Il mio sguardo s'incrocia,come di consueto,con quello dei passanti...ma non più per cercare approvazione o ammirazione maschile:gli occhi sono profondi, come chiusi in una sottile richiesta d'aiuto.
Ho la mia solita energia,la voglia di fare...di emergere...di realizzare lo stile di vita in cui esprimere appieno me stessa.
Mi sento bella e femminile come sempre e il mio passo svelto continua a guidare i tanti impegni della giornata.
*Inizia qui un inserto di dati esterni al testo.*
PR #1371, opened 2022-03-07
check vehicle lock status in game command, not ui

LeftofZen:

PR #1374, opened 2022-03-08
use correct id for vehicle unlock check

LeftofZen:
I somehow used the wrong variable when implementing #1371 and I really don't know how, because I absolutely tested this multiple times as a game command, so I've no idea how this has happened. *Maybe* a base rebase or merge on my part, but I don't think that's it. Oh well, this is the fix.


LeftofZen:
Fixes #1375

duncanspumpkin (approved):

PR #1379, opened 2022-03-09
Format year correctly in set-date cheat

LeftofZen:
Change the format of the year in the set-date cheat window to remove the thousands separator, from
image

to
image


AaronVanGeffen (approved):
Looks good. Please add a changelog entry before merging.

Eppure, Mi VeDo & Mi VeDoNo STRANA. Qualcosa dentro mi tiene a freno.Ho la sensazione che la mia indipendenza sia stata minacciata.La mia libertà gioca a stare dentro e fuori un ruolo-il più classico dei ruoli!-,quello della "brava fidanzata,futura moglie". In questo momento,però,sono completamente sopraffatta. Mi manca il respiro. Vorrei urlare,mollare tutto e tornare indietro, nella tanto spensierata,anche se egocentrica,fase "No RoLe",meglio detta da "single felice & per scelta" (altrui ? ).
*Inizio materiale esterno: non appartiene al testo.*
Issue #1316, opened 2022-02-03
Disable vehicle obsolete date


strongbowe1:
It would be nice to have checkbox in the options to disable the vehicle obsolete date - being able to buy vehicles that are not longer available due to reaching the obsolete date. Thus we could create retro trains, planes, etc. in our games.

LeftofZen:
And similarly, a cheat to unlock vehicles that haven't been 'invented'

LeftofZen:
relates to #1350 and follows on from #1354

PR #1380, opened 2022-03-09
#1316 build locked vehicles

LeftofZen:
Following on from #1354 , adds a cheat to allows building locked vehicles:

image

||
v

image


LeftofZen:
One change on this PR that might be nice is adding a groupbox for 'Vehicle Build Window' in the vehicle cheats window and grouping these 2 cheats together. Not a functional change, just a visual one.

AaronVanGeffen:
I think it might be nice to visually indent the two as well, much like is done with some options in the Options window. For example:

```
[ ] Display locked vehicles in the build window
    [ ] Allow building locked vehicles
```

Ma non posso.Un Tu DeVi implicito tuona nella mia coscienza. Ecco allora che mi appresto a tornare a casa:è tardi,sono già le 20! Devo preparare in fretta una cena per due e assicurarmi che sia tutto perfetto. E poi il dopo cena...per carità!!! Mai sbagliare l'abbinamento dell'intimo o sottovalutare ciò che è sfuggito all'ultima ceretta sulle gambe!
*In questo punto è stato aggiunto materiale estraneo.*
PR #1382, opened 2022-03-09
MessageManager

duncanspumpkin:
The message manager doesn't have many functions so will try bash them all out.


src/OpenLoco/Message.h
```diff
@@ -84,6 +85,15 @@ namespace OpenLoco
         uint16_t var_C8;
         uint16_t itemSubjects[3]; // 0xCA
         uint32_t date;            // 0xD0
+
+        constexpr bool operator==(const Message& lhs) const
```
LeftofZen, line 89: `lhs` should be `rhs`

src/OpenLoco/MessageManager.cpp
```diff
@@ -37,9 +40,74 @@ namespace OpenLoco::MessageManager
...
+                Ui::WindowManager::invalidate(Ui::WindowType::news);
+            }
+        }
+    }
+
     // 0x004284DB
     void updateDaily()
     {
-        call(0x004284DB);
+        for (auto i = numMessages() - 1; i >= 0; --i)
```
LeftofZen, line 104: if you change `GameState::messages` from c-style array into std::array (`std::array<Message, Limits::kMaxMessages> messages;`), these loops become much nicer range-based for loops.

src/OpenLoco/MessageManager.cpp
```diff
@@ -1,13 +1,16 @@
...
+#include "Ui/WindowManager.h"
 
 using namespace OpenLoco::Interop;
 
 namespace OpenLoco::MessageManager
 {
     static auto& rawMessages() { return getGameState().messages; }
+    static auto& numMessages() { return getGameState().numMessages; }
 
     Message* get(MessageId id)
```
LeftofZen, line 15: maybe rename to `getMessage`?

src/OpenLoco/MessageManager.cpp
```diff
@@ -37,9 +40,74 @@ namespace OpenLoco::MessageManager
         call(0x004285BA, regs);
     }
 
+    // 0x00428E0F
+    static void clearActiveMessage()
+    {
+        if (getGameState().activeMessageIndex != MessageId::null)
+        {
+            get(getGameState().activeMessageIndex)->var_C8 = 0xFFFF;
```
LeftofZen, line 48: any clue what `var_C8` would be?

src/OpenLoco/MessageManager.cpp
```diff
@@ -37,9 +40,74 @@ namespace OpenLoco::MessageManager
...
+
+    // 0x0042851C
+    void removeAllSubjectRefs(const uint16_t subject, MessageItemArgumentType type)
+    {
+        for (auto i = numMessages(); i > 0; --i)
+        {
+            auto& message = rawMessages()[i];
+            const auto& descriptor = getMessageTypeDescriptor(message.type);
+            bool hasModified = false;
+            for (auto j = 0; j < 3; ++j)
```
LeftofZen, line 85: instead of magic number, you could either
- make the 3 a constant in Message.h for the count of message/item ids
- or make the array you added in #!381 (`uint16_t itemSubjects[3];`) a std::array and then you can use std::array::size() here.

src/OpenLoco/Windows/News/News.cpp
```diff
@@ -40,6 +40,7 @@ namespace OpenLoco::Ui::Windows::NewsWindow
             {
                 case Common::widx::close_button:
                 {
+                    // identical to MessageManager::clearActiveMessage()
```
LeftofZen, line 43: should we call `MessageManager::clearActiveMessage()` here the?

src/OpenLoco/MessageManager.cpp
duncanspumpkin: Sadly not possible due to the size being defined by the numMessages

src/OpenLoco/MessageManager.cpp
duncanspumpkin: It is in the namespace MessageManager so you already know it's getting a message

src/OpenLoco/MessageManager.cpp
duncanspumpkin: That is what I've been working on for a while. I think it's the time it's been active

src/OpenLoco/MessageManager.cpp
duncanspumpkin: Sadly can't do ranged for as it's walking two different arrays. Yeah could add something for the constant

src/OpenLoco/MessageManager.cpp
```diff
@@ -66,7 +67,7 @@ namespace OpenLoco::MessageManager
             }
         }
         numMessages()--;
-        // Move element to end of array
+        // Move element to end of array (this seems excesive you could just move to end of numMessages)
```
LeftofZen, line 70: typo on excessive

src/OpenLoco/MessageManager.cpp
```diff
@@ -28,18 +43,540 @@ namespace OpenLoco::MessageManager
...
+                args.push(recordTypeStrings[message.itemSubjects[2]]);
+                args.push(vehicleTypeStrings[enumValue(head->vehicleType)]);
+                args.push(getGameState().recordSpeed[message.itemSubjects[2]]);
+                StringManager::formatString(tempBuffer, StringIds::message_new_speed_record, &args);
+            }
+            break;
+        }
+
+        std::copy_n(std::begin(tempBuffer), 197, std::begin(message.messageString));
+        for (auto i = 195; i < 197; ++i)
```
AaronVanGeffen, line 389: Perhaps we could express these in terms of `std::size(message.messageString)`?

src/OpenLoco/MessageManager.cpp
AaronVanGeffen: Let's go with the constant, for now, then.

src/OpenLoco/Company.cpp
```diff
@@ -343,7 +343,7 @@ namespace OpenLoco
         { CorporateRating::tycoon, StringIds::corporate_rating_tycoon },
     };
 
-    static string_id getCorporateRatingAsStringId(CorporateRating rating)
```
LeftofZen, line 346: nice, I think less `static` methods is a good thing (right?)

duncanspumpkin: well static methods just mean they are only used in the one file. It ultimately doesn't make much difference if a method is static or not just means slightly more of the code is joined up.

src/OpenLoco/Windows/News/News.cpp
LeftofZen: ?

duncanspumpkin: yeah probably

Guardatemi:sono una PeRFeTTa FiDaNzaTa, LaVoRaTRiCe & DoNNa di CaSa.
Ma se guardate con più attenzione,forse,potete cogliere quel bagliore di nostalgia che rende affascinante il mio sguardo...quella "sottile richiesta d'aiuto" che nessuno intorno a me riesce a leggere.
DENTRO o FUORI un ruolo c'è sempre un mix di SeReNiTà & InSoddiSFazioNe.....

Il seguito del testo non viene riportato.